Description of the task: While reading through the material below, copy each line that holds the word "have".

Material for the task:

┌────────

PR #273, opened 2024-07-16
add ingress refresh events to grafana source

### LINKED ISSUE #224: Set external URL as a Grafana Data Source
### Enhancement Proposal

Unlike Loki, if the relation between Alertmanager and Traefik is established, Alertmanager set fqdn address instead of the external one as a Grafana Data Source.

image

lucabello:
## Issue
Closes #224. Alertmanager is already using `external_url` in the Grafana Source integration. However, no refresh event is passed to `GrafanaSourceProvider`, meaning it won't start using the `external_url` if it doesn't have a traefik integration from the very start (e.g., when deployed from the bundle).

## Solution
Pass extra refresh events so the Grafana Source URL is updated correctly.

## Extra

`charmcraft fetch-lib`

## Additional Context
https://github.com/canonical/observability/blob/main/decision-records/2024-07-16--shared-urls.md

### DIFF
--- a/src/charm.py
+++ b/src/charm.py
@@ -126,6 +126,7 @@ class AlertmanagerCharm(CharmBase):
             refresh_event=[
                 self.ingress.on.ready,
                 self.ingress.on.revoked,
+                self.on.update_status,
                 self.server_cert.on.cert_changed,
             ],
         )
--- a/src/charm.py
+++ b/src/charm.py
@@ -123,6 +123,11 @@ class AlertmanagerCharm(CharmBase):
             charm=self,
             source_type="alertmanager",
             source_url=self._external_url,
+            refresh_event=[
+                self.ingress.on.ready,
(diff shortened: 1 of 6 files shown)


src/charm.py
```diff
@@ -123,6 +123,11 @@ def __init__(self, *args):
             charm=self,
             source_type="alertmanager",
             source_url=self._external_url,
+            refresh_event=[
+                self.ingress.on.ready,
+                self.ingress.on.revoked,
+                self.server_cert.on.cert_changed,
+            ],
```
mmkay, line 130: In the [other PR](https://github.com/canonical/prometheus-k8s-operator/pull/632/files), you're also doing it on update-status: should we have it also in the list here?

lucabello: Good point :)

sed-i (approved):

PR #281, opened 2024-08-09
fix: add rust compiler for building charm dependencies

ca-scribner:
## Issue
fixes error in charmcraft file of "error: can't find Rust compiler", caused when building tracing library's pydanic dependency

## Solution
Add rustc and cargo to the charm build-packages

## Testing Instructions
If this charm packs successfully and passes integration tests, the fix worked

### DIFF
--- a/charmcraft.yaml
+++ b/charmcraft.yaml
@@ -11,4 +11,8 @@ bases:
       channel: "20.04"
 parts:
   charm:
+    build-packages:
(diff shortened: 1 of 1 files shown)


sed-i (approved):

simskij:
While this is **technically** the right solution, the binary packages of pydantic and maturin resolves the need of having these packages in the first place. Closing the PR.

PR #286, opened 2024-08-28
test: fix deepdiff transient dep

dimaqq:
Same as https://github.com/canonical/prometheus-k8s-operator/pull/638


dimaqq:
An alternative would be to ask for `deepdiff<8`.

PietroPasotti (approved):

└────────

Response to this exercise:
Closes #224. Alertmanager is already using `external_url` in the Grafana Source integration. However, no refresh event is passed to `GrafanaSourceProvider`, meaning it won't start using the `external_url` if it doesn't have a traefik integration from the very start (e.g., when deployed from the bundle).
mmkay, line 130: In the [other PR](https://github.com/canonical/prometheus-k8s-operator/pull/632/files), you're also doing it on update-status: should we have it also in the list here?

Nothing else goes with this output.